In fact, woman's finery never looks to another woman as it does to a man. It has to us a charm, a sacredness, that they cannot comprehend.
Under my wife's instruction I became an expert guardian of these filmy treasures of the wardrobe, and knew how to fold and unfold, and bring her everything in its place, as she daily performed for me the charming work of making up her toilet. To be sure, my slowness and clumsiness brought me many brisk little lectures, but my good will and docility were so great that my small sovereign declared herself on the whole satisfied with my progress. There was a vapory collection apparently made up of bits and ends of rainbows, flosses of clouds, spangles of stars, butterflies and humming bird's wings, which she turned and tossed over daily, with her dainty fingers, selecting a bit here and a morsel there, which went to her hair, or her neck, or her girdle, with a wonderful appropriateness, and in a manner to me wholly incomprehensible; only the result was a new picture every day. This little, artless tableau was expensive neither of time nor money, and the result was a great deal of very honest pleasure to us both. It was her pride to be praised and admired first by me, and then by my mother, and aunt, and uncle Jacob, who turned her round and admired her, as if she had been some rare tropical flower.
Now, do the very alarmingly rational women-reformers I speak of propose to forbid to women in the future all the use of clothes except that which is best adapted to purposes of work? Is the time at hand when the veil and orange flowers and satin slippers of the bride shall melt away into mist, and shall we behold at the altar the union of young parties, dressed alike in swallow-tailed coats and broadcloth pantaloons, with brass buttons?
If this picture seems absurd, then, it must be admitted that there is a reason in nature why the dress of woman should forever remain different from that of man, in the same manner that the hand of her Creator has shaped her delicate limbs and golden hair differently from the rugged organization of man.
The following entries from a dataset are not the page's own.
PR #575, opened 2017-09-15
Using mask for supported attributes when building ATTRS payload

mligor:
There is a problem when creating ATTRS payload, because  the flags are just copied (including not supported flags by mod_sftp). This modification use predefined mask that is applied when creating new payload.


Castaglia:
Thanks!  I ended up addressing this differently (see Issue #578), so that I could include trace logging of the attributes that the client had requested, for better logging/triage.

PR #577, opened 2017-09-16
Reduce the amount of extra space we assume (and allocate) for xattr data

Castaglia:
in SFTP `READDIR` requests; it causes slower directory listings due to more
`READDIR` requests needed, since we send fewer entries back per request.


Castaglia:
This change has been cherry-picked/backported to the 1.3.6 branch as well.

Issue #578, opened 2017-09-16
SFTP OPEN response includes attribute flags that are not actually provided


Castaglia:
When the `mod_sftp` module receives an SFTP `OPEN` request, it reads the requested file attributes (as a bitset) from the client via the `fxp_attrs_read()` function.  In many cases, some of the attributes that a client _may_ request are ignored (as not supported on Unix and/or by the module).

However, that read-in attribute bitset is returned by that function, and then used in the `OPEN` response.  And therein lies the issue; `mod_sftp` does not provide the values in the response, for attributes that are requested (and still enabled) in the response bitset.

Instead, `mod_sftp` should include, in the `OPEN` response attributes bitset, only those attributes that are actually provided.

Castaglia:
Merged to master, and backported to 1.3.6 branch.

Castaglia:
+@mligor

mligor:
Thanks for fixing this.
I still have a problem with SSH2_FX_ATTR_MODIFYTIME flag. It is set but no valid time is found.

Castaglia:
@mligor what is the specific error, and/or unexpected behavior, that you're seeing with the `SSH2_FX_ATTR_MODIFYTIME` flag?  Can you open a new ticket for that issue, please?

mligor:
Sorry, but I can't really remember anymore. I had this issue during implementation some feature in bitvise SSH client. Unfortunately I'm not working for bitvise anymore and I have no access to the source code where I can try to find what kind of issue I had at that time.

PR #579, opened 2017-09-16
Issue #587: Before serializing out our supported SFTP attribute flags…

Castaglia:
…, make

sure we clear those flags (read in from the request) for any unsupported
attributes.


Castaglia:
Address Issue #578 .

PR #591, opened 2017-09-23
Bug #4318: If sendfile(2) returns zero, e.g. due to EOF (file truncat…

Castaglia:
…ion?),

break out of the loop, lest we loop infinitely.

Woman was meant to be more than a worker; she was meant for the poet and artist of life; she was meant to be the charmer; and that is the reason, dear Miss Minerva, why to the end of time you cannot help it that women always will, and must, give more care and thought to dress than men.
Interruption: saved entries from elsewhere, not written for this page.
PR #613, opened 2017-10-17
Bug #4319: Treat EINTR like EAGAIN

jmaggard10:
This bug described a situation where an ongoing transfer would be
prematurely aborted when one of our timers fired.  The timer could have
fired for an unrelated reason, but if we were in the process of reading
or writing with pr_netio_read() or pr_netio_write(), those calls would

To be sure, this runs into a thousand follies and extravagances; but in this as in everything else the remedy is not extirpation, but direction.
Certainly my pretty wife's pretty toilets had a success in our limited circle, which might possibly have been denied in fashionable society at Saratoga and Newport. She was beauty, color, and life to our little world, and followed by almost adoring eyes wherever she went. It was as real an accession of light and joy to the simple ways of our household to have her there, as a choice picture, or a marvelous strain of music. My wife had to perfection the truly artistic gift of dress. Had she lived in Robinson Crusoe's island with no one to look at her but the paroquets and the monkeys, and with no mirror but a pool of water, she would have made a careful toilet every day, from the mere love of beauty; and it was delightful to see how a fresh, young, charming woman, by this faculty of adornment, seemed to make the whole of the sober, old house like a picture or a poem.
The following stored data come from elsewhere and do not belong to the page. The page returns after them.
PR #614, opened 2017-10-17
Rename the timer struct's 'count' member to 'remaining' to make its p…

jmaggard10:
…urpose more obvious.

### DIFF
--- a/src/timers.c
+++ b/src/timers.c
@@ -33,7 +33,7 @@ extern volatile unsigned int recvd_signal_flags;
 struct timer {
   struct timer *next, *prev;
 
-  long count;                   /* Amount of time remaining */
+  long remaining;               /* Amount of time remaining */
   long interval;                /* Original length of timer */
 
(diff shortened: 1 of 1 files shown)


src/timers.c
```diff
@@ -33,7 +33,7 @@ extern volatile unsigned int recvd_signal_flags;
 struct timer {
   struct timer *next, *prev;
 
-  long count;                   /* Amount of time remaining */
+  long remaining;               /* Amount of time remaining */
```
Castaglia: To be even more descriptive, would you be open to making this be `remaining_secs`?

jmaggard10: I'm not totally opposed to that.  Then would you want to also rename `interval` to `interval_secs`, and the `elapsed` variable in process_timers() to `elapsed_secs` for consistency?

Castaglia: Yes, that would be great.  Thanks!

"She is like the blossom on a cactus," said my Uncle Jacob. "We have come to our flower, in her; we have it in us; we all like it, but she brings it out; she is our blossom."
In fact, it was charming to see the delight of the two sober, elderly matrons, my mother and my aunt, in turning over and surveying the pretty things of her toilet. My mother, with all her delicate tastes and love of fineness and exquisiteness, had lived in these respects the self-denied life of a poor country minister, who never has but one "best pocket handkerchief," and whom one pair of gloves must last through a year. It was a fresh little scene of delight to see the two way-worn matrons in the calm, silvery twilight of their old age, sitting like a pair of amicable doves on the trunks in our room, while my wife displayed to them all her little store of fineries, and all three chatted them over with as whole-hearted a zeal as if finery were one of the final ends in creation.
Every morning it was a part of the family breakfast to admire some new device of berries or blossoms adapted to her toilet. Now, it was knots of blue violets, and now clusters of apple blossoms, that seemed to adapt themselves to the purpose, as if they had been made for it. In the same manner she went about the house filling all possible flower vases with quaint and original combinations of leaves and blossoms till the house bloomed like a garland.